Assigned task -
Below are entries; work out how many of their lines include the string "List", and reply with the number only.

┏━━

PR #817, opened 2025-12-31
[skyrl-train] Refactor training loop structure to explicitly batch at two levels (minibatch -> microbatch)

justinvyu:
## Summary

This PR refactors the training loop structure in both `PolicyWorkerBase` and `CriticWorkerBase` to use a consistent two-level batching strategy (minibatch → microbatch) with a `microbatch_weight` used for gradient accumulation.

Refactored ppo_train to use a two-level loop: iterate over minibatches, then subdivide each minibatch into microbatches
* Changed forward_backward signature from accumulation_steps: int to microbatch_weight: float
* Loss is now scaled by microbatch_weight (i.e., 1.0 / num_microbatches) instead of dividing by accumulation_steps
* Optimizer step is now called once per minibatch (after all microbatches are processed), rather than conditionally based on step count

## Motivation

The motivation for this PR was for batch balancing which I tried adding in this PR: https://github.com/NovaSky-AI/SkyRL/pull/640

The problem was that minibatch boundaries are not explicitly defined right now. We have 2 configurations `policy_mini_batch_size` and `micro_train_batch_size_per_gpu`, and the minibatch is implicitly constructed by doing gradient accumulation over `(policy_mini_batch_size // micro_train_batch_size_per_gpu)` identical microbatches. https://github.com/NovaSky-AI/SkyRL/pull/640 breaks the "same sized microbatches" assumption, which is why we need to partition explicitly at the minibatch level first, before chunking into possibly uneven microbatches. That way, it's simpler to tell when to stop accumulating the gradient.

Also, the introduction of a more general `microbatch_weight` is also motivated by dynamic microbatch sizes introduced by https://github.com/NovaSky-AI/SkyRL/pull/640. Each microbatch should contribute `N_i / sum(N_j) * loss_i` to the accumulated gradient. In the default case, this is just `1/accumulation_steps`.

## Testing

* ✅ [FSDP metrics are equivalent to master](https://github.com/NovaSky-AI/SkyRL/pull/817#issuecomment-3712474195)
* ✅ [Megatron codepath still works](https://github.com/NovaSky-AI/SkyRL/pull/817#issuecomment-3712589412)

PR #859, opened 2026-01-09
[Tinker] Refactor trainer and worker (to move algo to trainer and infra to worker)

tyler-griggs:
## PR Overview

This PR has a pretty significant architectural refactor. The primary changes are:

1. Move algorithm logic into the trainer and infra logic into the workers.  

    -  Remove `ppo_train` (from FSDP workers for now, @erictang000 to remove from Megatron)
    - Move micro-batching logic from trainer to worker (worker doesn't know mini batches, trainer doesn't know micro batches
    - Worker onloading/offloading moved out of trainer
2. Introduce WorkerDispatch: an intermediate layer between the training loop and workers. Later, this is the entity that will sit beneath the Tinker API server. It is the entity that handles a "pool" of workers. Currently it dispatches requests to the pool of workers (by mesh or by pass_through) and handles onloading / offloading workers. 
  i. I'm very open to renaming suggestions.

---

### Architecture
Here's a diagram of what the breakdown of responsibilities now looks like. Note that some of this will still need to change. E.g., the trainer will not call `dispatch` in the future, it will call into the Tinker API server. 

```
┌─────────────────────────────────────────────────────────────┐
│                    TRAINER (Algorithm)                       │
│  - PPO algorithm implementation                              │
│  - Knows only mini batches                                   │
│  - Calls dispatch.forward_backward() + dispatch.optim_step() │
└─────────────────────────────────────────────────────────────┘
                              │
                              ▼
┌─────────────────────────────────────────────────────────────┐
│                 WORKER DISPATCH (Coordination)               │
│  - Manages all actor groups (policy, critic, ref)           │
│  - Handles GPU state (offload/backload) automatically       │
│  - Routes calls to appropriate workers                      │
│  - Handles DP sharding via MeshDispatch                     │
└─────────────────────────────────────────────────────────────┘
                              │
                              ▼
┌─────────────────────────────────────────────────────────────┐
│                    WORKERS (Execution)                       │
│  - Execute forward/backward passes                          │
│  - Handle micro-batching internally                         │
│  - Scale gradients at optim_step                            │
│  - Model-specific implementations (FSDP, Megatron)          │
└─────────────────────────────────────────────────────────────┘
```

---

### Tests

**Deleted Tests**
- `test_ppo_train.py` - tested removed `ppo_train` method

**Updated Tests**
- `test_training_step.py` - uses `WorkerDispatch` for policy tests
- `test_worker_offload.py` - updated to work with new interfaces
- `test_save_load_checkpoint.py` - updated imports
- `test_trainer.py` - rewrote `test_normalize_mini_batch_size`

---

### Gradient scaling

Since the worker no longer knows mini batches, we scale gradients instead of loss:

**Old (scale loss during backward)**
```
for i in 1..N:
    grad += (1/N) * ∂loss_i/∂param
optimizer.step(grad)
```

**New (scale gradients at optim_step)**
```
for i in 1..N:
    grad += ∂loss_i/∂param
grad *= 1/N
optimizer.step(grad)
```

Both produce: `grad = (1/N) * Σ ∂loss_i/∂param`

---

## What's next for training refactor?

- [ ] Remove weight sync logic from trainer. This should not be explicitly triggered by the trainer
- [ ] Remove other “infra” calls from trainer, such as empty_cache
- [ ] Create separate entry points for a) launching workers and b) launching training. Currently trainer.py  sets up the workers (build_models) and launches training
- [ ] Update Megatron (@erictang000) to bring to same state instead of branching on which backend is used


skyrl-train/skyrl_train/trainer.py
```diff
@@ -354,11 +355,7 @@ def _remove_tail_data(self, entries: List[Any]) -> List[Any]:
         training we care that the total number of samples is nicely splittable
         across the (combined) data-parallel size of all enabled models.
         """
-        lcm_dp_size = self.policy_model.actor_infos[0].rank.dp_size
-        if self.critic_model is not None:
-            lcm_dp_size = math.lcm(lcm_dp_size, self.critic_model.actor_infos[0].rank.dp_size)
-        if self.ref_model is not None:
-            lcm_dp_size = math.lcm(lcm_dp_size, self.ref_model.actor_infos[0].rank.dp_size)
+        lcm_dp_size = self.dispatch.get_lcm_dp_size()
```
tyler-griggs, line 367: This also needs to be moved out of trainer. The trainer shouldn't know/care about dp size.

skyrl-train/skyrl_train/workers/worker.py
```diff
@@ -937,25 +942,63 @@ def forward_backward(self, experience: Experience, microbatch_weight: float) ->
...
+
+        Returns:
+            The gradient norm (before scaling, after clipping)
         """
+        # Scale accumulated gradients by 1/N to get correct average
+        if self._micro_batches_accumulated > 0:
+            scale = 1.0 / self._micro_batches_accumulated
+            for param in self.model.parameters():
+                if param.grad is not None:
+                    param.grad.mul_(scale)
```
erictang000, line 998: I get that this is cleaner to not worry about loss scaling during forward (which requires pre-knowing the details of how we break down the microbatch or how often we call optim_step).

But are you sure that this is exactly numerically equivalent + compatible with autocasting/mixed precision? Scaling the loss prior to backward seems cleaner in that sense, can we verify that this is numerically identical (and that there aren't overflow edge cases here) to scaling the loss in pytorch?

skyrl-train/skyrl_train/workers/worker_dispatch.py
```diff
@@ -0,0 +1,314 @@
...
+        if not self.colocate_all:
+            return
+        # Ensure policy model is on GPU (will offload others in colocation group)
+        self._ensure_on_gpu("policy", need_optimizer=False, need_model=True)
+        # Offload optimizer if it's on GPU
+        if self._gpu_state["policy"].optimizer_on_gpu:
+            self._offload("policy", offload_optimizer=True, offload_model=False)
+
+    def finish_weight_sync(self) -> None:
+        """Finish weight sync: offload model."""
```
erictang000, line 270: Mostly just asking for understanding, is the intent for this worker_dispatch class to eventually handle the inference engine as well? At that point we could get rid of this and offload the model greedily?

skyrl-train/skyrl_train/trainer.py
```diff
@@ -893,81 +889,27 @@ def fwd_logprobs_values_reward(
...
-            # handle colocate policy and ref model
-            if self.cfg.trainer.placement.colocate_policy_ref or self.colocate_all:
-                all_rank_base_log_probs: List[TrainingOutputBatch] = ray.get(base_action_log_probs_refs)
-                base_log_probs = collect_results(self.ref_model.actor_infos, all_rank_base_log_probs, key="output")
-                self.ref_model.offload_to_cpu()
-                ray.get(self.ref_model.async_run_ray_method("pass_through", "empty_cache"))
-        else:
-            base_log_probs = None
+        # Critic forward (dispatch handles offload/backload automatically)
+        if self.has_critic:
```
erictang000, line 923: one reason that this logic was so messy before was that you could technically overlap the forward pass for critic/ref/policy, which is something you lose here. This probably wasn't obvious or used very much in most of our configs since everything was colocated, but could matter more at scale.

Once we make the api async (and handle some requests queue on the server side) we could add that functionality back - do you think that's worth adding a TODO?

erictang000 (commented):
looks pretty good to me! will work on the megatron worker update off of this branch

Also calling out some work that's actively ongoing for adding dynamic batch sizing that's touching relevant codepaths:
https://github.com/NovaSky-AI/SkyRL/pull/817
https://github.com/NovaSky-AI/SkyRL/pull/847

maybe the best thing to do would be to rebase #847 on top of the tinkerify branch? (and move down the micro batching logic updates from there into into forward_backward)

skyrl-train/skyrl_train/workers/worker_dispatch.py
erictang000: ok i am reviewing the next PR and i see it now

skyrl-train/skyrl_train/workers/worker.py
erictang000: coming back to this now that i'm implementing this for megatron - I think it overall seems cleaner and more flexible to handle scaling loss for gradient accumulation in `forward_backward`, where we could just set the default to weight each micro batch evenly and scale the loss for each microbatch by (1/num_microbatches). We could even theoretically provide an optional parameter for `forward_backward` that specifies a loss scaling term (default 1), so that users could flexibly scale the loss for different mini-batches differently (i.e. if you have 2 mini batches of different sizes, you might want to make sure that the 2nd mini batch loss is scaled to size). 

```python
def _forward_backward_micro(experience, microbatch_weight):
     ...
     loss = loss * microbatch_weight
     loss.backward()
     ...
def forward_backward(data, loss_weight=1.0):
     micro_batch_iterator = BatchIterator(data, micro_batch_size, drop_last=False)
     for micro_batch in micro_batch_iterator:
            metrics = self._forward_backward_micro(micro_batch, microbatch_weight=loss_weight / len(micro_batch_iterator))
      ...
```

This would still be compatible with the upstream tinker API which doesn't let you specify a loss weight.

wdyt? @tyler-griggs

skyrl-train/skyrl_train/trainer.py
tyler-griggs: Yeah I was thinking the same thing. I think it's fine to lose overlapping for a bit, especially given that critic usage is presumably quite low. But it will be possible to add it back once we update the async request handling.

┗━━

Solution -
2